'''

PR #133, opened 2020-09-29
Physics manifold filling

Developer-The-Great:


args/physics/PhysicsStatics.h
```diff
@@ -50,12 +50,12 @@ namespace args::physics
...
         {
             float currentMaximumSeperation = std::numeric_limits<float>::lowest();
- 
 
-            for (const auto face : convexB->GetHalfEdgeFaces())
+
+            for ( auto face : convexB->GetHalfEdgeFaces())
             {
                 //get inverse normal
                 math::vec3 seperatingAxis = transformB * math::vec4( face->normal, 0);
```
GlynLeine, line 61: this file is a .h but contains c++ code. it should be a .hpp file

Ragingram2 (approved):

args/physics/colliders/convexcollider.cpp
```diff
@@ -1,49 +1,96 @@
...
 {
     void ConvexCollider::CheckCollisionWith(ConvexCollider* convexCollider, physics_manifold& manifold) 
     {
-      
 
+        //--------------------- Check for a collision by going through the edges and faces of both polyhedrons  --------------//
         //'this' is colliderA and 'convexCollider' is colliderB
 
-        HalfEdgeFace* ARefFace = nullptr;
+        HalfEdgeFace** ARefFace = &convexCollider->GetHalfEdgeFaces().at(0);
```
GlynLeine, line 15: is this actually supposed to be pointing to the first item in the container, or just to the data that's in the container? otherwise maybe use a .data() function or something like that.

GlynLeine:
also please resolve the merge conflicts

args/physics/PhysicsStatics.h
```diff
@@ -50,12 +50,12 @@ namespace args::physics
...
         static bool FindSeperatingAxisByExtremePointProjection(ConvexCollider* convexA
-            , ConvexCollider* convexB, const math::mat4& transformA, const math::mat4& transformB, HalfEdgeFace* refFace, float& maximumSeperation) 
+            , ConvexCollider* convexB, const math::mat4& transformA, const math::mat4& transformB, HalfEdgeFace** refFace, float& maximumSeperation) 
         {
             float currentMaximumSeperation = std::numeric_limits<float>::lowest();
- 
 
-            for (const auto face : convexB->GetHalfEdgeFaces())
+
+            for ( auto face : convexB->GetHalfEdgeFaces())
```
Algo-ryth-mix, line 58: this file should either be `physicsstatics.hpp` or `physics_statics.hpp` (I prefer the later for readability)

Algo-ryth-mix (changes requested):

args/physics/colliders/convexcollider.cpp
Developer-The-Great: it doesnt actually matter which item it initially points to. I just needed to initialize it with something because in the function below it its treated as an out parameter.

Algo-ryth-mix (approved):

'''

§ **Exercise aim**:
Give every entry again, character for character.

§ **Exercise result**:
PR #133, opened 2020-09-29
Physics manifold filling

Developer-The-Great:


args/physics/PhysicsStatics.h
```diff
@@ -50,12 +50,12 @@ namespace args::physics
...
         {
             float currentMaximumSeperation = std::numeric_limits<float>::lowest();
- 
 
-            for (const auto face : convexB->GetHalfEdgeFaces())
+
+            for ( auto face : convexB->GetHalfEdgeFaces())
             {
                 //get inverse normal
                 math::vec3 seperatingAxis = transformB * math::vec4( face->normal, 0);
```
GlynLeine, line 61: this file is a .h but contains c++ code. it should be a .hpp file

Ragingram2 (approved):

args/physics/colliders/convexcollider.cpp
```diff
@@ -1,49 +1,96 @@
...
 {
     void ConvexCollider::CheckCollisionWith(ConvexCollider* convexCollider, physics_manifold& manifold) 
     {
-      
 
+        //--------------------- Check for a collision by going through the edges and faces of both polyhedrons  --------------//
         //'this' is colliderA and 'convexCollider' is colliderB
 
-        HalfEdgeFace* ARefFace = nullptr;
+        HalfEdgeFace** ARefFace = &convexCollider->GetHalfEdgeFaces().at(0);
```
GlynLeine, line 15: is this actually supposed to be pointing to the first item in the container, or just to the data that's in the container? otherwise maybe use a .data() function or something like that.

GlynLeine:
also please resolve the merge conflicts

args/physics/PhysicsStatics.h
```diff
@@ -50,12 +50,12 @@ namespace args::physics
...
         static bool FindSeperatingAxisByExtremePointProjection(ConvexCollider* convexA
-            , ConvexCollider* convexB, const math::mat4& transformA, const math::mat4& transformB, HalfEdgeFace* refFace, float& maximumSeperation) 
+            , ConvexCollider* convexB, const math::mat4& transformA, const math::mat4& transformB, HalfEdgeFace** refFace, float& maximumSeperation) 
         {
             float currentMaximumSeperation = std::numeric_limits<float>::lowest();
- 
 
-            for (const auto face : convexB->GetHalfEdgeFaces())
+
+            for ( auto face : convexB->GetHalfEdgeFaces())
```
Algo-ryth-mix, line 58: this file should either be `physicsstatics.hpp` or `physics_statics.hpp` (I prefer the later for readability)

Algo-ryth-mix (changes requested):

args/physics/colliders/convexcollider.cpp
Developer-The-Great: it doesnt actually matter which item it initially points to. I just needed to initialize it with something because in the function below it its treated as an out parameter.

Algo-ryth-mix (approved):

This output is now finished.